[Records excerpted from a collection]
──────
PR #7279, opened 2019-08-11
[Fix #7274] Add new `Lint/SendWithMixinArgument` cop

### LINKED ISSUE #7274: Don't use `#send` etc. to include or prepend modules
Back in the day (before Ruby 2.1), `Module.include` and `Module.prepend` were private methods. So when people authored gems / patched monkeys, they wrote e.g. `Foo.send(:include, MyPatch)`. In our day and age, I think we should encourage everybody to just write `Foo.include(MyPatch)`.

Recommend calling `Foo.include(Bar)` over `Foo.send(:include, Bar)`, `Foo.public_send(:include, M)`, etc.

Recommend calling `Foo.prepend(Bar)` over `Foo.send(:prepend, Bar)`, `Foo.public_send(:prepend, M)`, etc.

None

## Additional context

None

koic:
Resolves #7274.

This PR adds new `Lint/SendWithMixinArgument` cop.

This cop checks for `send`, `public_send`, and `__send__` methods when using mix-in.

```ruby
# bad
Foo.send(:include, Bar)
Foo.send(:prepend, Bar)
Foo.send(:extend, Bar)

# bad
Foo.public_send(:include, Bar)
Foo.public_send(:prepend, Bar)
Foo.public_send(:extend, Bar)

# bad
Foo.__send__(:include, Bar)
Foo.__send__(:prepend, Bar)
Foo.__send__(:extend, Bar)

# good
Foo.include Bar
Foo.prepend Bar
Foo.extend Bar
```

`include` and `prepend` methods were private methods until Ruby 2.0, they were mixed-in via `send` method. This cop uses Ruby 2.1 or higher style that can be called by public methods.

```console
% ruby -v
ruby 2.0.0p648 (2015-12-16 revision 53162) [x86_64-darwin13.0.2]
% ruby -e 'module M end; Object.include(M)'
-e:1:in `<main>': private method `include' called for Object:Class (NoMethodError)
% ruby -e 'module M end; Object.prepend(M)'
-e:1:in `<main>': private method `prepend' called for Object:Class (NoMethodError)

% ruby -v
ruby 2.1.10p492 (2016-04-01 revision 54464) [x86_64-darwin13.0]
% ruby -e 'module M end; Object.include(M)' # no error
% ruby -e 'module M end; Object.prepend(M)' # no error
```

And `extend` method that was originally a public method is also targeted for style unification.

```console
% ruby -v
ruby 2.0.0p648 (2015-12-16 revision 53162) [x86_64-darwin13.0.2]
% ruby -e 'module M end; Object.extend(M)' # no error

% ruby -v
ruby 2.1.10p492 (2016-04-01 revision 54464) [x86_64-darwin13.0]
% ruby -e 'module M end; Object.extend(M)' # no error
```

-----------------

* [x] Added tests.


bbatsov:
The code looks great, but I think we should make this a lint cop.

koic:
Thanks for the review. I moved this cop to `Lint` department.

lib/rubocop/cop/lint/send_with_mixin_argument.rb
```diff
@@ -0,0 +1,86 @@
...
+              $(const _ _))
+        PATTERN
+
+        def on_send(node)
+          send_with_mixin_argument?(node) do |method, module_name|
+            message = message(
+              method, module_name.source, bad_location(node).source
+            )
+
+            add_offense(node, location: bad_location(node), message: message)
```
buehmann: This is in no way restricted to the mixin methods mentioned above (`%i[include prepend extend]`). Is this intended? Might result in false positives.

koic: Sure! I fixed a false positives. Thanks.

bbatsov:
Thanks!

bquorning:
Awesome 🎉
──────
REQUIRED ACTION:
The expected result is every line above containing the string "should".

OUTPUT OF THE EXERCISE:
Back in the day (before Ruby 2.1), `Module.include` and `Module.prepend` were private methods. So when people authored gems / patched monkeys, they wrote e.g. `Foo.send(:include, MyPatch)`. In our day and age, I think we should encourage everybody to just write `Foo.include(MyPatch)`.
The code looks great, but I think we should make this a lint cop.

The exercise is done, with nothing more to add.